START Given records

PR #1890, opened 2022-03-22
feat: disallow invalid slots to buy

### LINKED ISSUE #1877: Disallow buying fractional slots
The BuySlotsModal should only accept integer numbers

nicosantangelo:
Closes #1877

### DIFF
--- a/src/components/Modals/BuyItemSlotsModal/BuyItemSlotsModal.tsx
+++ b/src/components/Modals/BuyItemSlotsModal/BuyItemSlotsModal.tsx
@@ -54,14 +54,24 @@ export default class BuyItemSlotsModal extends React.PureComponent<Props, State>
   }
 
   isValidSlotAmount() {
+    const { thirdParty } = this.props.metadata
     const { slotsToBuy } = this.state
-    const slotsAmount = parseInt(slotsToBuy, 10)
-    return Number.isInteger(slotsAmount) && slotsAmount > 0
+    const slotsAmount = Number(slotsToBuy)
+    const availableSlots = Number(thirdParty.availableSlots)
+    return Number.isInteger(slotsAmount) && slotsAmount > 0 && availableSlots >= slotsAmount
+  }
+
+  applySlotBuySlippage() {
+    const { slotPrice } = this.props
+    const { slotsToBuy } = this.state
+    const cost = BigNumber.from(slotPrice).mul(Number(slotsToBuy))
+    return applySlotBuySlippage(cost).toString()
   }
 
   render() {
-    const { name, isBuyingItemSlots, error, isFetchingSlotPrice, slotPrice } = this.props
+    const { name, slotPrice, metadata, isBuyingItemSlots, isFetchingSlotPrice, error } = this.props
     const { slotsToBuy } = this.state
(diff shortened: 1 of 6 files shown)


src/modules/translation/languages/es.json
```diff
@@ -258,8 +258,10 @@
     "not_enough_mana": "No tienes suficiente {symbol} para comprar esa cantidad de slots.",
     "get_mana": "Puedes conseguir más utilizando la {link} dapp.",
     "buy_slots": "Comprar espacio",
-    "how_many_slots_title": "Cuántos slots?",
-    "slots_value": "El costo aproximado de cada espacio es {symbol}{slot_cost}"
+    "how_many_slots_title": "¿Cuántos slots?",
+    "buy_slots_error": "Los slots deben ser un número entero",
+    "slots_value": "El costo aproximado de cada espacio es {symbol}{slot_cost}",
+    "total_cost": "El costo total será {symbol}{total_cost}. Tiene un 3% de deslizamientopara cubrir los cambios de precio del mercado."
```
juanmahidalgo, line 264:
```suggestion
    "total_cost": "El costo total será {symbol}{total_cost}. Tiene un 3% de deslizamiento para cubrir los cambios de precio del mercado."
```

src/components/Modals/BuyItemSlotsModal/BuyItemSlotsModal.tsx
```diff
@@ -69,18 +80,28 @@ export default class BuyItemSlotsModal extends React.PureComponent<Props, State>
...
-                    total_cost: slotPrice && slotsToBuy ? slotPrice * Number(slotsToBuy) : 0
+                    total_cost: slotPrice && this.isValidSlotAmount() ? slotPrice * Number(slotsToBuy) : 0
                   })}
                 </div>
                 <div className={styles.slotValue}>
                   {t('buy_item_slots_modal.total_cost', {
                     symbol: <Mana network={Network.MATIC} size="small" />,
-                    total_cost: slotPrice && slotsToBuy ? applySlotBuySlippage(BigNumber.from(slotPrice).mul(slotsToBuy)).toString() : 0
+                    total_cost:
+                      slotPrice && this.isValidSlotAmount() ? applySlotBuySlippage(BigNumber.from(slotPrice).mul(slotsToBuy)).toString() : 0
```
juanmahidalgo, line 104: I think that if the user introduces something like `12.5`, this will try to apply the slippage to that number, since `slotPrice` is still the input from the user (we might need to call the `parseInt` when setting the state).
When the `parseInt` is called in the `isValidSlotAmount`, the `slotsAmount` will always be an integer, so I believe it will always return `true`, right?

nicosantangelo: You're right, you also made me realize that we weren't checking against the available slots of the third party so I added that too

https://user-images.githubusercontent.com/692077/159593663-2f30240b-b5c5-408f-b751-2efa94b26299.mov

juanmahidalgo: Ohhh nice! looks awesome :) 
Changes approved!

END Given records

Task details:
Return each line above where the word "export" shows up.

Task response:
@@ -54,14 +54,24 @@ export default class BuyItemSlotsModal extends React.PureComponent<Props, State>
@@ -69,18 +80,28 @@ export default class BuyItemSlotsModal extends React.PureComponent<Props, State>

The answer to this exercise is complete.